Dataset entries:
---------------

PR #95, opened 2022-01-21
Fix directory creation problem in WandB example

ljvmiranda921:
Ref: https://github.com/explosion/spaCy/discussions/10097
Additionally, I formatted the affected code with black


svlandeg (approved):
Thanks, looks good to me!

thomashacker (approved):
Looks good! Thanks LJ 🚀

PR #104, opened 2022-05-02
LEA only evaluation

kadarakos:
For simplicity I thought it makes sense to avoid having to raise the limit in the `conll` scripts, plus we can get rid of them. For this project the `lea` could be enough and we could decide later to add more evaluation metrics.


polm:
Thanks, looks good to me!

PR #105, opened 2022-05-04
Update tagger_parser_ud: add trainable lemmatizer, update for v3.3

adrianeboyd:


adrianeboyd:
The name is less and less accurate, but since it's used a fair bit in the docs I think it's better to keep the name and just extend the functionality to all the supported UD annotation (now everything except tokenization and MWT).

pipelines/tagger_parser_ud/configs/default.cfg
```diff
@@ -146,15 +174,16 @@ eps = 0.00000001
...
+dep_las = 0.08
 dep_las_per_type = null
 sents_p = null
 sents_r = null
-tag_acc = 0.33
-pos_acc = 0.17
-morph_acc = 0.17
-dep_uas = 0.17
-dep_las = 0.17
 sents_f = 0.0
```
svlandeg, line 187: These don't sum up to 1 anymore, which feels nicer? Maybe we can just have each weighted as 0.16?

pipelines/tagger_parser_ud/configs/default.cfg
```diff
@@ -146,15 +174,16 @@ eps = 0.00000001
 learn_rate = 0.001
 
 [training.score_weights]
+tag_acc = 0.16
+pos_acc = 0.08
+morph_acc = 0.08
 morph_per_feat = null
+lemma_acc = 0.08
+dep_uas = 0.08
+dep_las = 0.08
```
adrianeboyd, line 183:
```suggestion
tag_acc = 0.16
pos_acc = 0.16
morph_acc = 0.16
morph_per_feat = null
lemma_acc = 0.16
dep_uas = 0.16
dep_las = 0.16
```

PR #106, opened 2022-05-04
adjust paths in entity linker tutorial, fix file name

aplz:
This PR adjusts the paths specified in the sample command for being used directly after executing the workflow below.

Workflow:

```
python -m spacy project clone tutorials/nel_emerson
python -m spacy project assets /home/prodigy/nel_emerson
python -m spacy project run all
```


svlandeg (approved):
Thanks! I agree that it's more user-friendly to already specify the folders in which to find the various files that are needed.

PR #108, opened 2022-06-03
NEL benchmark

rmitsch:
## Goals

Add a benchmark for spaCy's NEL component.

## Description

Adds a new project to be used for benchmarking the F/P/R scores for spaCy's NEL component (in isolation from the NER step). The idea is to have a somewhat generic structure supporting the addition of new datasets. For now, only the [Reddit Entity Linking dataset](https://zenodo.org/record/3970806/) is supported.

The code also assumes that we are always and only using Wikidata as external knowledge base. If this is not the case, adjustments are necessary. Right now a few sentences of the first paragraph of the entity's page on Wikipedia are used to generate the entity description vector.

### Types of change

New feature/project.

## Todos

- [x] Test(s)
- [x] Auto-generate, manually extend project documentation
- [x] Typing improvements - create Pydantic schemas for complex types

## Checklist


benchmarks/nel/scripts/datasets/utils.py
```diff
@@ -0,0 +1,188 @@
...
+    entities (ENTITIES_TYPE): Entities to resolve.
+    entity_titles (Set[str]): List of entity titles to resolve.
+    batch_size (int): Number of entity titles to resolve in the same API request. Between 1 and 50.
+    RETURNS (Dict[str, str]): Mapping of titles to entity IDs.
+    """
+
+    assert 1 <= batch_size <= MAX_WIKI_API_BATCH_SIZE, \
+        f"Batch size has to be between 1 and {MAX_WIKI_API_BATCH_SIZE}."
+    entity_titles = list(entity_titles if entity_titles else entities.keys())
+    pbar = tqdm.tqdm(total=len(entity_titles))
```
svlandeg, line 47: The `tqdm` progress bar could use a title here so you know what it is exactly you're waiting for - something like "Processing relevant Wikidata entities"?

svlandeg: Or alternatively just a log statement to go before it. Right now the output is:
```

================================= create_kb =================================
Running command: '...\python.exe' ./scripts/create_kb.py reddit en_core_web_md
100%|██████████| 5167/5167 [01:42<00:00, 50.60it/s]
Trying to salvage 12 failed lookups
100%|██████████| 12/12 [00:02<00:00,  4.65it/s]
Constructing knowledge base with 5022 entries
```
So there's currently no explanation about the first progress bar.

svlandeg: And one final nitpick on that: it also finishes with the "Constructing ..." log statement. Maybe we want to add one more log statement noting it finished succesfully? Otherwise it might look like it crashed/stopped mid-through.

benchmarks/nel/scripts/datasets/dataset.py
```diff
@@ -0,0 +1,301 @@
...
+
+        root_path = Path(os.path.abspath(__file__)).parent.parent.parent
+        assets_path = root_path / "assets" / dataset_id
+
+        return {
+            "root": root_path,
+            "assets": assets_path,
+            "nlp_base": root_path / "temp" / f"{dataset_id}.nlp",
+            "nlp_best": root_path / "training" / dataset_id / "model-best",
+            "kb": root_path / "temp" / f"{dataset_id}.kb",
```
svlandeg, line 63: This might just be me, but I find dots in folder names pretty confusing - maybe let's use a dash or underscore instead?

benchmarks/nel/scripts/datasets/dataset.py
```diff
@@ -0,0 +1,301 @@
...
+        """ Parses external corpus. Loads data on entities and mentions.
+        Populates self._entities, self._failed_entity_lookups, self._annotations.
+        RETURNS (Tuple[ENTITIES_TYPE, Set[str], ANNOTATIONS_TYPE]): entities, titles of failed entity lookups,
+            annotations.
+        """
+        raise NotImplementedError
+
+    def _serialize_corpora(self) -> None:
+        """ Serializes corpora.
+        docs (List[Doc]): List of documents with entity annotations.
```
svlandeg, line 142:
```suggestion
```

benchmarks/nel/scripts/compile_corpora.py
```diff
@@ -0,0 +1,16 @@
...
+
+from datasets.dataset import Dataset
+
+
+def main(dataset_id: str):
+    """ Create corpora in spaCy format.
+    dataset_id (str): Dataset ID.
+    """
+
+    Dataset.generate_dataset_from_id(dataset_id).compile_corpora()
```
svlandeg, line 12: Is this creating the `Dataset` again from scratch?

svlandeg (commented):
This is looking good! I played around with it for a bit and everything was working fine up until the `run compile_corpora` command, which somehow seems flaky. It occassionally exists without having saved the `.spacy` files - I wonder whether  `spacy projects` is maybe swallowing an error message. Have you ran into this, or does this command always work for you? 


As a generic comment, check out the scripts we have to produce automated documentation for both the project as well as the parent directory (`benchmarks`): https://github.com/explosion/projects#%EF%B8%8Frepository-maintanance

benchmarks/nel/scripts/datasets/reddit.py
```diff
@@ -0,0 +1,149 @@
...
+    """ RedditEL dataset. """
+
+    @property
+    def dataset_id(self) -> str:
+        return "reddit"
+
+    def _parse_external_corpus(self) -> Tuple[ENTITIES_TYPE, Set[str], ANNOTATIONS_TYPE]:
+        file_names = [
+            f"{quality}_{source}_annotations.tsv"
+            for quality in ("gold", "silver", "bronze")
```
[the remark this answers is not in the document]
rmitsch: I missed adjusting that - will be done w.r.t. the dataset config in the next commit.

benchmarks/nel/scripts/datasets/dataset.py
rmitsch: Sure!

benchmarks/nel/scripts/compile_corpora.py
rmitsch: Yes. The creation of a `Dataset` instance is very lightweight however - the only thing happening there by default is setting the paths w.r.t. the dataset ID and loading the dataset config file.

benchmarks/nel/scripts/candidate_generation/embeddings.py
```diff
@@ -0,0 +1,32 @@
...
+from spacy.kb import KnowledgeBase, Candidate
+from spacy.tokens import Span
+
+from scripts.datasets.dataset import Dataset
+
+
+_pipelines: Dict[Path, Language] = {}
+
+
+def create_candidates(dataset_id: str, kb: KnowledgeBase, span: Span) -> Iterator[Candidate]:
```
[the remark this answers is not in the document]
rmitsch: Sure, I'll change it to `dataset_name` (I wouldn't call it just `dataset`, because for me that it implies it's actually a `Dataset` object).

benchmarks/nel/scripts/datasets/dataset.py
```diff
@@ -0,0 +1,301 @@
...
+        self._kb.initialize_entities(len(self._entities))
+        self._kb.initialize_vectors(len(self._entities))
+        entity_list: List[str] = []
+        freq_list: List[int] = []
+        vector_list: List[numpy.ndarray] = []
+        for qid, info in self._entities.items():
+            entity_list.append(qid)
+            freq_list.append(info["frequency"])
+            vector_list.append(self._nlp_base(info["description"]).vector)
+        self._kb.set_entities(entity_list=entity_list, vector_list=vector_list, freq_list=freq_list)
```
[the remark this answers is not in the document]
svlandeg: Yes that's exactly what they do :-) But we shouldn't expose that functionality to the user, you're right. Can you make a PR to spaCy to make them private?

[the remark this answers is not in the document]
svlandeg: Basically we really want to guide users to `set_entities` which will cover everything for them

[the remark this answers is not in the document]
rmitsch: Makes sense. PR: https://github.com/explosion/spaCy/pull/10978

rmitsch:
After the bumping `stanza` to v1.3+ the `stanza` model downloads succeed. The `textcat_architectures` project downloads resources directly from http://ai.stanford.edu though. I'll restart the tests once the site is up again.

benchmarks/nel/scripts/datasets/dataset.py
```diff
@@ -0,0 +1,300 @@
...
+        """ Returns dataset name.
+        """
+        raise NotImplementedError
+
+    def create_knowledge_base(self, model_name: str, **kwargs) -> None:
+        """ Creates and serializes knowledge base.
+        vectors_model (str): Name of model with word vectors to use.
+        """
+
+        self._nlp_base = spacy.load(model_name, exclude=["tagger", "lemmatizer"])
```
polm, line 81: What's the rationale for the exclude argument here? If it's for speed it would be best to exclude other components too, right?

benchmarks/nel/scripts/datasets/reddit.py
```diff
@@ -0,0 +1,157 @@
...
+                "`` How to Lose a Guy in 10 Days": "How to Lose a Guy in 10 Days",
+                "\"How to Lose a Guy in 10 Days": "\"How to Lose a Guy in 10 Days\"",
+                "Money\t325\t330\tmoney\n": "Money\t323\t328\tmoney\n"
+            }
+        }
+        encoding = "utf-8"
+
+        for file_name in to_replace:
+            lines: List[str] = []
+            with open(self._paths["assets"] / file_name, "r", encoding=encoding) as file:
```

---------------

Work to be completed
Restate verbatim all lines from the start of the data through the line containing "PR #105, opened 2022-05-04", with both ends kept.

Answer to this exercise
PR #95, opened 2022-01-21
Fix directory creation problem in WandB example

ljvmiranda921:
Ref: https://github.com/explosion/spaCy/discussions/10097
Additionally, I formatted the affected code with black


svlandeg (approved):
Thanks, looks good to me!

thomashacker (approved):
Looks good! Thanks LJ 🚀

PR #104, opened 2022-05-02
LEA only evaluation

kadarakos:
For simplicity I thought it makes sense to avoid having to raise the limit in the `conll` scripts, plus we can get rid of them. For this project the `lea` could be enough and we could decide later to add more evaluation metrics.


polm:
Thanks, looks good to me!

PR #105, opened 2022-05-04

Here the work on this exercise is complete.